# [What to produce]
Pull every line containing "second" from the listing below.

# [Data supplied]
Start of Block
PR #1212, opened 2025-01-16
Implement hash builtins for K2

mkornaukhov03:
This PR add support for the following builtins in K2 mode:
* hash()
* hash_hmac()
* hash_algos()
* hash_hmac_algos()
* hash_equals()
* sha1()

Also one hash test was divided into several.

### DIFF
--- a/runtime-common/stdlib/hash/hash-functions.h
+++ b/runtime-common/stdlib/hash/hash-functions.h
@@ -1,0 +1,7 @@
+// Compiler for PHP (aka KPHP)
+// Copyright (c) 2025 LLC «V Kontakte»
+// Distributed under the GPL v3 License, see LICENSE.notice.txt
+
+#include "runtime-common/core/runtime-core.h"
+
+bool f$hash_equals(const string &known_string, const string &user_string) noexcept;
--- a/runtime-common/stdlib/string/string-functions.h
+++ b/runtime-common/stdlib/string/string-functions.h
@@ -7,6 +7,7 @@
 #include <cstdint>
 #include <cstring>
 #include <limits>
+#include <string_view>
 
 #include "runtime-common/core/runtime-core.h"
 #include "runtime-common/core/utils/kphp-assert-core.h"
@@ -18,7 +19,7 @@ string f$addslashes(const string &str) noexcept;
 
 string f$hex2bin(const string &str) noexcept;
 
-inline string f$bin2hex(const string &str) noexcept {
+inline string bin2hex_impl(std::string_view str) noexcept {
   int len = str.size();
   string result(2 * len, false);
 
@@ -28,6 +29,10 @@ inline string f$bin2hex(const string &str) noexcept {
   }
 
   return result;
+}
+
+inline string f$bin2hex(const string &str) noexcept {
+  return bin2hex_impl(std::string_view{str.c_str(), str.size()});
 }
 
 string f$convert_cyr_string(const string &str, const string &from_s, const string &to_s) noexcept;
--- a/runtime-light/stdlib/crypto/crypto-functions.cpp
+++ b/runtime-light/stdlib/crypto/crypto-functions.cpp
@@ -100,7 +100,7 @@ task_t<Optional<array<mixed>>> f$openssl_x509_parse(const string &data, bool sho
 task_t<bool> f$openssl_sign(const string &data, string &signature, const string &private_key, int64_t algo) noexcept {
   tl::DigestSign request{.data = {.value = {data.c_str(), data.size()}},
                          .private_key = {.value = {private_key.c_str(), private_key.size()}},
-                         .algorithm = static_cast<tl::DigestAlgorithm>(algo)};
+                         .algorithm = static_cast<tl::HashAlgorithm>(algo)};
 
   tl::TLBuffer buffer;
   request.store(buffer);
@@ -127,7 +127,7 @@ task_t<bool> f$openssl_sign(const string &data, string &signature, const string 
 task_t<int64_t> f$openssl_verify(const string &data, const string &signature, const string &pub_key, int64_t algo) noexcept {
   tl::DigestVerify request{.data = {.value = {data.c_str(), data.size()}},
                            .public_key = {.value = {pub_key.c_str(), pub_key.size()}},
-                           .algorithm = static_cast<tl::DigestAlgorithm>(algo),
+                           .algorithm = static_cast<tl::HashAlgorithm>(algo),
                            .signature = {.value = {signature.c_str(), signature.size()}}};
 
   tl::TLBuffer buffer;
--- a/runtime-light/stdlib/crypto/crypto-functions.cpp
+++ b/runtime-light/stdlib/crypto/crypto-functions.cpp
@@ -343,3 +343,17 @@ task_t<Optional<string>> f$openssl_decrypt(string data, const string &method, co
   }
   co_return string{response.inner.value.data(), static_cast<string::size_type>(response.inner.value.size())};
 }
+
+array<string> f$hash_algos() noexcept {
+  static constexpr const char *algos[] = {"md5", "sha1", "sha224", "sha256", "sha384", "sha512"};
+  array<string> response;
+  response.reserve(std::size(algos), true);
+  for (const char *algo : algos) {
+    response.push_back(string(algo));
+  }
+  return response;
+}
+
+array<string> f$hash_hmac_algos() noexcept {
+  return f$hash_algos();
+}
--- a/runtime-light/stdlib/crypto/crypto-functions.cpp
+++ b/runtime-light/stdlib/crypto/crypto-functions.cpp
@@ -4,11 +4,14 @@
 
 #include "runtime-light/stdlib/crypto/crypto-functions.h"
 
+#include <algorithm>
 #include <cstddef>
 #include <string_view>
 
 #include "common/tl/constants/common.h"
+#include "runtime-common/core/utils/kphp-assert-core.h"
 #include "runtime-common/stdlib/server/url-functions.h"
+#include "runtime-common/stdlib/string/string-functions.h"
 #include "runtime-light/stdlib/component/component-api.h"
 #include "runtime-light/tl/tl-core.h"
 #include "runtime-light/tl/tl-functions.h"
@@ -155,7 +158,7 @@ namespace {
 constexpr std::string_view AES_128_CBC = "aes-128-cbc";
 constexpr std::string_view AES_256_CBC = "aes-256-cbc";
 
-std::optional<tl::CipherAlgorithm> parse_algorithm(const string &method) noexcept {
+std::optional<tl::CipherAlgorithm> parse_cipher_algorithm(const string &method) noexcept {
   using namespace std::string_view_literals;
   std::string_view method_sv{method.c_str(), method.size()};
 
@@ -237,7 +240,7 @@ array<string> f$openssl_get_cipher_methods([[maybe_unused]] bool aliases) noexce
 }
 
 Optional<int64_t> f$openssl_cipher_iv_length(const string &method) noexcept {
-  auto algorithm = parse_algorithm(method);
+  auto algorithm = parse_cipher_algorithm(method);
   if (!algorithm.has_value()) {
     php_warning("Unknown cipher algorithm");
     return false;
@@ -247,7 +250,7 @@ Optional<int64_t> f$openssl_cipher_iv_length(const string &method) noexcept {
 
 task_t<Optional<string>> f$openssl_encrypt(const string &data, const string &method, const string &source_key, int64_t options, const string &source_iv,
                                            string &tag, const string &aad, int64_t tag_length __attribute__((unused))) noexcept {
-  auto algorithm = parse_algorithm(method);
+  auto algorithm = parse_cipher_algorithm(method);
   if (!algorithm.has_value()) {
     php_warning("Unknown cipher algorithm");
     co_return false;
@@ -303,7 +306,7 @@ task_t<Optional<string>> f$openssl_decrypt(string data, const string &method, co
     data = std::move(decoding_data.val());
   }
 
-  auto algorithm = parse_algorithm(method);
+  auto algorithm = parse_cipher_algorithm(method);
   if (!algorithm.has_value()) {
     php_warning("Unknown cipher algorithm");
     co_return false;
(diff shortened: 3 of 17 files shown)


runtime-common/stdlib/string/string-functions.h
```diff
@@ -18,7 +19,7 @@ string f$addslashes(const string &str) noexcept;
 
 string f$hex2bin(const string &str) noexcept;
 
-inline string f$bin2hex(const string &str) noexcept {
+inline string bin2hex_impl(std::string_view str) noexcept {
```
astrophysik, line 22: Let's add it namespace like `string_functions_impl_`

astrophysik (changes requested):

runtime-common/stdlib/string/string-functions.h
mkornaukhov03: Fixed

runtime-light/stdlib/crypto/crypto-functions.cpp
```diff
@@ -343,3 +347,97 @@ task_t<Optional<string>> f$openssl_decrypt(string data, const string &method, co
   }
   co_return string{response.inner.value.data(), static_cast<string::size_type>(response.inner.value.size())};
 }
+
+namespace {
+constexpr std::pair<const char *, tl::HashAlgorithm> HASH_ALGOS[] = {{"md5", tl::HashAlgorithm::MD5},       {"sha1", tl::HashAlgorithm::SHA1},
```
apolyakov, line 352: Why not use `std::array` or `std::span`?

runtime-light/stdlib/crypto/crypto-functions.cpp
```diff
@@ -343,3 +347,97 @@ task_t<Optional<string>> f$openssl_decrypt(string data, const string &method, co
...
+                                                                     {"sha224", tl::HashAlgorithm::SHA224}, {"sha256", tl::HashAlgorithm::SHA256},
+                                                                     {"sha384", tl::HashAlgorithm::SHA384}, {"sha512", tl::HashAlgorithm::SHA512}};
+
+std::optional<tl::HashAlgorithm> parse_hash_algorithm(const string &algo_str) noexcept {
```
apolyakov, line 356: It looks redundant... Do you really need such a complexity to just check that an array contains a string?

runtime-light/stdlib/crypto/crypto_schema.tl
```diff
@@ -9,7 +9,7 @@ resultFalse#27930a7b {t:Type} = Maybe t;
 resultTrue#3f9c8ef8 {t:Type} result:t = Maybe t;
 
 // Vector
-vector#1cb5c415 {t:Type} # [t] = Vector t;
```
apolyakov, line 12: Is it intended change?

runtime-light/tl/tl-functions.h
```diff
@@ -39,6 +39,8 @@ inline constexpr uint32_t DIGEST_SIGN_MAGIC = 0xd345'f658;
 inline constexpr uint32_t DIGEST_VERIFY_MAGIC = 0x5760'bd0e;
 inline constexpr uint32_t CBC_DECRYPT_MAGIC = 0x7f2e'e1e4;
 inline constexpr uint32_t CBC_ENCRYPT_MAGIC = 0x6d4e'e36a;
```
apolyakov, line 41: It looks like these magics are not needed outside of `store/fetch` implementations. Can we hide them?

apolyakov (changes requested):

runtime-light/stdlib/crypto/crypto-functions.h
```diff
@@ -44,3 +30,24 @@ task_t<Optional<string>> f$openssl_encrypt(const string &data, const string &met
                                            int64_t tag_length = 16) noexcept;
 task_t<Optional<string>> f$openssl_decrypt(string data, const string &method, const string &key, int64_t options = 0, const string &iv = string{},
                                            string tag = string{}, const string &aad = string{}) noexcept;
+
+array<string> f$hash_algos() noexcept;
```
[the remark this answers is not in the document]
mkornaukhov03: It's auto formatted. What is wrong with formatting?

runtime-light/stdlib/crypto/crypto-functions.cpp
```diff
@@ -343,3 +347,97 @@ task_t<Optional<string>> f$openssl_decrypt(string data, const string &method, co
...
+  buffer.store_bytes({resp.c_str(), static_cast<size_t>(resp.size())});
+
+  tl::String response{};
+  // TODO: parse error?
+  if (!response.fetch(buffer)) {
+    co_return string("");
+  }
+
+  if (!raw_output) {
+    co_return string_functions_impl_::bin2hex(response.inner.value);
```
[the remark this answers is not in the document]
mkornaukhov03: Why can't I?
I did it according to the following logic: in string-functions.h there are builtins plus some helpers. This helper is better because using f$bin2hex leads to extra allocation

runtime-light/stdlib/crypto/crypto-functions.cpp
mkornaukhov03: What exactly do you consider redundant?
`find_if` instead of for loop?

runtime-light/tl/tl-functions.h
mkornaukhov03: Yes, but I don't think it's a point, for now at least. Confdata magics should be hidden in this case, too, but there is out of scope of current PR

runtime-light/stdlib/crypto/crypto-functions.h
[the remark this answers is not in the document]
apolyakov: I'd like to see a bit more of newlines between distincts declarations

runtime-light/stdlib/crypto/crypto-functions.cpp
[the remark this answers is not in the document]
apolyakov: imo you should not access private APIs. If you really need it, rework it so it can be made public. For example, you may look at `kphp::zlib::encode`

runtime-light/stdlib/crypto/crypto-functions.cpp
apolyakov: I'm just curious whether we can simplify it a bit

runtime-light/stdlib/crypto/crypto-functions.cpp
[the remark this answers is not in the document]
apolyakov: Another example is `kphp::http::header`

runtime-light/stdlib/crypto/crypto-functions.h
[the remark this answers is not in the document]
mkornaukhov03: fix

runtime-light/stdlib/crypto/crypto-functions.h
```diff
@@ -44,3 +30,24 @@ task_t<Optional<string>> f$openssl_encrypt(const string &data, const string &met
...
+array<string> f$hash_hmac_algos() noexcept;
+task_t<string> f$hash(const string &algo_str, const string &s, bool raw_output = false) noexcept;
+task_t<string> f$hash_hmac(const string &algo_str, const string &s, const string &key, bool raw_output = false) noexcept;
+task_t<string> f$sha1(const string &s, bool raw_output = false) noexcept;
```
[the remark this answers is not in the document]
mkornaukhov03: fix

runtime-light/stdlib/crypto/crypto-functions.cpp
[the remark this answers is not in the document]
mkornaukhov03: fix

runtime-light/stdlib/crypto/crypto-functions.cpp
mkornaukhov03: fix

runtime-light/stdlib/crypto/crypto-functions.cpp
mkornaukhov03: Idk how, as for me this code is simple enough. It can be rewritten with additional 2 for loops, but it wouldn't become simpler.

runtime-light/stdlib/crypto/crypto_schema.tl
mkornaukhov03: fixed

runtime-common/stdlib/hash/hash-functions.h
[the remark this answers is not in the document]
mkornaukhov03: fixed

runtime-common/stdlib/crypto/crypto-functions.cpp
```diff
@@ -0,0 +1,19 @@
+// Compiler for PHP (aka KPHP)
+// Copyright (c) 2025 LLC «V Kontakte»
+// Distributed under the GPL v3 License, see LICENSE.notice.txt
+
+#include "runtime-common/stdlib/crypto/crypto-functions.h"
```
apolyakov, line 5: Let's add include of `runtime-core.h`. Indirect includes can lead to compilation fails in case of some specific modifications in the header file

runtime-common/stdlib/string/string-functions.h
```diff
@@ -7,18 +7,16 @@
...
 #include "runtime-common/core/utils/kphp-assert-core.h"
 #include "runtime-common/stdlib/string/string-context.h"
 
-string f$addcslashes(const string &str, const string &what) noexcept;
-
-string f$addslashes(const string &str) noexcept;
-
-string f$hex2bin(const string &str) noexcept;
+namespace kphp {
+namespace string_functions {
```
apolyakov, line 17: I'd suggest to name it `strings`. `kphp::strings::bin2hex` looks quite good

runtime-light/stdlib/crypto/crypto-functions.cpp
```diff
@@ -343,3 +348,100 @@ task_t<Optional<string>> f$openssl_decrypt(string data, const string &method, co
...
+
+namespace {
+constexpr std::array<std::pair<const char *, tl::HashAlgorithm>, 6> HASH_ALGOS = {{{"md5", tl::HashAlgorithm::MD5},
+                                                                                   {"sha1", tl::HashAlgorithm::SHA1},
+                                                                                   {"sha224", tl::HashAlgorithm::SHA224},
+                                                                                   {"sha256", tl::HashAlgorithm::SHA256},
+                                                                                   {"sha384", tl::HashAlgorithm::SHA384},
+                                                                                   {"sha512", tl::HashAlgorithm::SHA512}}};
+
+std::optional<tl::HashAlgorithm> parse_hash_algorithm(string algo_str) noexcept {
```
apolyakov, line 360: For example, 
```
constexpr std::array<std::pair<std::string_view, tl::HashAlgorithm>, 6> HASH_ALGOS = {{{"md5", tl::HashAlgorithm::MD5},
                                                                                       {"sha1", tl::HashAlgorithm::SHA1},
                                                                                       {"sha224", tl::HashAlgorithm::SHA224},
                                                                                       {"sha256", tl::HashAlgorithm::SHA256},
                                                                                       {"sha384", tl::HashAlgorithm::SHA384},
                                                                                       {"sha512", tl::HashAlgorithm::SHA512}}};

std::optional<tl::HashAlgorithm> parse_hash_algorithm(std::string_view user_algo) noexcept {
  const auto *it{std::ranges::find_if(
    HASH_ALGOS,
    [user_algo = std::ranges::transform_view(user_algo, [](auto c) { return std::tolower(c); })](auto hash_algo) noexcept {
      return std::ranges::equal(user_algo, hash_algo);
    },
    [](const auto &hash_algo) noexcept { return hash_algo.first; })};

  return it != nullptr && it != HASH_ALGOS.end() ? std::optional{it->second} : std::nullopt;
}

```

runtime-light/stdlib/crypto/crypto-functions.cpp
```diff
@@ -343,3 +348,100 @@ task_t<Optional<string>> f$openssl_decrypt(string data, const string &method, co
...
+  const auto *it = std::find_if(std::begin(HASH_ALGOS), std::end(HASH_ALGOS),
+                                [&](auto pair) { return std::ranges::equal(algo_sv, std::string_view{pair.first}, ichar_equals); });
+
+  if (it == std::end(HASH_ALGOS)) {
+    return std::nullopt;
+  }
+  return it->second;
+}
+
+task_t<string> send_and_get_string(tl::TLBuffer &&buffer, bool raw_output) {
```
apolyakov, line 374: Is there a reason for rvalue reference?

runtime-light/stdlib/crypto/crypto-functions.cpp
```diff
@@ -343,3 +348,100 @@ task_t<Optional<string>> f$openssl_decrypt(string data, const string &method, co
...
+  request.store(buffer);
+
+  co_return co_await send_and_get_string(std::move(buffer), raw_output);
+}
+
+} // namespace
+
+array<string> f$hash_algos() noexcept {
+  array<string> response;
+  response.reserve(std::size(HASH_ALGOS), true);
```
apolyakov, line 409: why not just `HASH_ALGOS.size()`?

runtime-light/stdlib/crypto/crypto-functions.cpp
```diff
@@ -343,3 +348,100 @@ task_t<Optional<string>> f$openssl_decrypt(string data, const string &method, co
...
+  request.store(buffer);
+
+  co_return co_await send_and_get_string(std::move(buffer), raw_output);
+}
+
+task_t<string> f$sha1(string s, bool raw_output) noexcept {
+  co_return co_await hash_impl(tl::HashAlgorithm::SHA1, s, raw_output);
+}
+
+int64_t f$crc32(string s) {
```
apolyakov, line 445: `const string &`?

runtime-light/stdlib/crypto/crypto-functions.h
```diff
@@ -44,3 +30,29 @@ task_t<Optional<string>> f$openssl_encrypt(const string &data, const string &met
...
+
+array<string> f$hash_hmac_algos() noexcept;
+
+task_t<string> f$hash(string algo_str, string s, bool raw_output = false) noexcept;
+
+task_t<string> f$hash_hmac(string algo_str, string s, string key, bool raw_output = false) noexcept;
+
+task_t<string> f$sha1(string s, bool raw_output = false) noexcept;
+
+inline string f$md5(string str, bool binary = false) noexcept {
```
apolyakov, line 44: `const string &`?

runtime-light/stdlib/crypto/crypto-functions.h
```diff
@@ -44,3 +30,29 @@ task_t<Optional<string>> f$openssl_encrypt(const string &data, const string &met
...
+    const auto &lhex_digits{StringImageState::get().lhex_digits};
+    for (int64_t i = MD5_HASH_LEN - 1; i >= 0; --i) {
+      output[2 * i + 1] = lhex_digits[output[i] & 0x0F];
+      output[2 * i] = lhex_digits[(output[i] >> 4) & 0x0F];
+    }
+  }
+  return output;
+}
+
+int64_t f$crc32(string s);
```
apolyakov, line 58: `const string &`?

apolyakov (changes requested):

runtime-common/stdlib/crypto/crypto-functions.cpp
mkornaukhov03: fixed

runtime-light/stdlib/crypto/crypto-functions.cpp
mkornaukhov03: fixed

runtime-light/stdlib/crypto/crypto-functions.cpp
mkornaukhov03: Yes, it's semantically borrows buffer.

runtime-light/stdlib/crypto/crypto-functions.cpp
mkornaukhov03: fixed

runtime-light/stdlib/crypto/crypto-functions.h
End of Block
# [Task result]
  return it != nullptr && it != HASH_ALGOS.end() ? std::optional{it->second} : std::nullopt;
+  return it->second;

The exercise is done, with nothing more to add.